:: Provided records ::
PR #419, opened 2022-01-11
Remove unnecessary interface check on `runtime.Object`

antoineco:
`runtime.Object` is already part of the `EventSource` interface, so we have a double assertion.

### DIFF
--- a/pkg/apis/sources/v1alpha1/awscloudwatch_types.go
+++ b/pkg/apis/sources/v1alpha1/awscloudwatch_types.go
@@ -18,8 +18,6 @@ package v1alpha1
 
 import (
 	metav1 "k8s.io/apimachinery/pkg/apis/meta/v1"
-	"k8s.io/apimachinery/pkg/runtime"
-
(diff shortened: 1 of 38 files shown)


pkg/apis/sources/v1alpha1/awscloudwatch_types.go
```diff
@@ -40,8 +39,7 @@ type AWSCloudWatchSource struct {
 
 // Check the interfaces the event source should be implementing.
 var (
-	_ runtime.Object = (*AWSCloudWatchSource)(nil)
-	_ EventSource    = (*AWSCloudWatchSource)(nil)
+	_ EventSource = (*AWSCloudWatchSource)(nil)
```
antoineco, line 42: `runtime.Object` is part of the `EventSource` interface already.

antoineco (commented):
tl;dr for reviewers

The comments below were simply applied to all Source and Router types.

cab105 (approved):

PR #421, opened 2022-01-11
Remove Azure `StorageAccountResourceID` type

### LINKED ISSUE #420: Get rid of `StorageAccountResourceID` custom type
This is similar to #338.

We use a dedicated type for the resource ID of an Azure Storage Account in this code location:

https://github.com/triggermesh/triggermesh/blob/e110e986f4ce357567f116aec5c8c2ab6c19fb66/pkg/apis/sources/v1alpha1/azureblobstorage_types.go#L62

We already have the `AzureResourceID` type that can represent _any_ Azure resource ID, so we should switch to that:

https://github.com/triggermesh/triggermesh/blob/393c94eb73118bd7fc0302eec332136d522e0448/pkg/apis/sources/v1alpha1/azure_common_types.go#L55-L65

antoineco:
Closes #420


cab105 (approved):
Don't see any major issues here.

PR #423, opened 2022-01-11
Do not set core CE attributes via `ceOverrides`

### LINKED ISSUE #373: Do not override CloudEvents core attributes via `ceOverrides`
We abuse a bug of the CloudEvents SDK for Go in several places, by using Knative's `ceOverrides` mechanism to hardcode the value of CloudEvents core attributes such as `source` and `type`.

As far as I can tell, the affected components are:

- The source for _Azure Activity Logs_ (to override the [default CE source](https://github.com/triggermesh/triggermesh/blob/48a4a025fe6a4a208363f4f185a1215e7d681ddf/pkg/sources/adapter/azureeventhubsource/adapter.go#L99), which is the resource ID of the backing Event Hubs instance)
- Most sources for _Google Cloud_ (to override the [default CE source](https://github.com/triggermesh/triggermesh/blob/48a4a025fe6a4a208363f4f185a1215e7d681ddf/pkg/sources/adapter/googlecloudpubsubsource/adapter.go#L85-L90), which is the fully-qualified resource name of the backing Pub/Sub topic)

Example taken from the Google Cloud Source Repositories source:

```yaml
    env:
    - name: K_CE_OVERRIDES
      value: '{"extensions":{"source":"projects/cebuk-01/repos/e2e-googlecloudrepositoriessource-3685","type":"com.google.cloud.repositories.notification"}}'
```

This is no longer working since the v2.7.0 release of the SDK, which means the behaviour got broken by #361.

Example of error:

```json
{
  "severity": "ERROR",
  "timestamp": "2021-12-28T16:23:24.5878306Z",
  "logger": "googlecloudpubsubsource",
  "caller": "googlecloudpubsubsource/adapter.go:137",
  "message": "Failed to send CloudEvents",
  "commit": "406b7f3",
  "error": "[\"failed to send event with ID 3816218250973425: extension:source: bad key \\\"source\\\": CloudEvents spec attribute MUST NOT be overwritten by extension\\nextension:type: bad key \\\"type\\\": CloudEvents spec attribute MUST NOT be overwritten by extension\\n\"]",
  "stacktrace": "github.com/triggermesh/triggermesh/pkg/sources/adapter/googlecloudpubsubsource.(*adapter).handleMessage\n\tgithub.com/triggermesh/triggermesh/pkg/sources/adapter/googlecloudpubsubsource/adapter.go:137\ncloud.google.com/go/pubsub.(*Subscription).Receive.func2.2\n\tcloud.google.com/go/pubsub@v1.17.1/subscription.go:1003\ncloud.google.com/go/pubsub/internal/scheduler.(*ReceiveScheduler).Add.func1\n\tcloud.google.com/go/pubsub@v1.17.1/internal/scheduler/receive_scheduler.go:75"
}
```

Notice the content of the error message:

```
failed to send event with ID 3816218250973425:
  extension:source: bad key "source": CloudEvents spec attribute MUST NOT be overwritten by extension
  extension:type: bad key "type": CloudEvents spec attribute MUST NOT be overwritten by extension
```

antoineco:
Fixes #373

This no more permitted as of cloudevents/sdk-go@v2.7.0:
"CloudEvents spec attribute MUST NOT be overwritten by extension"

Instead, introduce the `CE_SOURCE` and `CE_TYPE` (optional) environment variables for overriding the default source/type context attributes.

Currently supported by the following receive adapters:
- Azure Event Hubs
- Google Cloud Pub/Sub

We have no use for such override in any other source.

### DIFF
--- a/pkg/sources/adapter/azureeventhubsource/adapter.go
+++ b/pkg/sources/adapter/azureeventhubsource/adapter.go
@@ -34,6 +34,8 @@ import (
 	pkgadapter "knative.dev/eventing/pkg/adapter/v2"
 	"knative.dev/pkg/logging"
 
+	"github.com/triggermesh/triggermesh/pkg/apis/sources"
+	"github.com/triggermesh/triggermesh/pkg/apis/sources/v1alpha1"
 	"github.com/triggermesh/triggermesh/pkg/sources/adapter/azureeventhubsource/trace"
 )
 
@@ -54,6 +56,10 @@ type envConfig struct {
 	//
 	// Supported values: [ default eventgrid ]
 	MessageProcessor string `envconfig:"EVENTHUB_MESSAGE_PROCESSOR" default:"default"`
+
+	// Allows overriding common CloudEvents attributes.
+	CEOverrideSource string `envconfig:"CE_SOURCE"`
+	CEOverrideType   string `envconfig:"CE_TYPE"`
 
 	// The environment variables below aren't read from the envConfig struct
 	// by the Event Hubs SDK, but rather directly using os.Getenv().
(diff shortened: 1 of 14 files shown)


cab105 (commented):
I maybe missing something, but wouldn't the AWS Kinesis/SNS/SQS sources be applicable here as well?

antoineco:
@cab105 the sources you mentioned have their own adapter, which has knowledge of what the "source" and "type" mean for these particular AWS services (spoiler alert: the source is always the ARN; the type is sometimes based on the payload, sometimes static). [Example](https://github.com/triggermesh/triggermesh/blob/9fa816d801979128852ec1ce10eabe32527047a7/pkg/sources/adapter/awskinesissource/adapter.go#L199-L201)

The adapters for Event Hubs and Pub/Sub are special because they back respectively _all_ the sources for Azure and Google Cloud, so each of these sources needs a way to say "you may have received a message from Event Hubs or Pub/Sub, but the data it contains originates from XYZ".

cab105:
Fair, I was thinking of the targets when I realized what this would do.

cab105 (approved):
:::
Go through the records line by line and count those containing the string "AWSCloudWatchSource". Give only the total.

4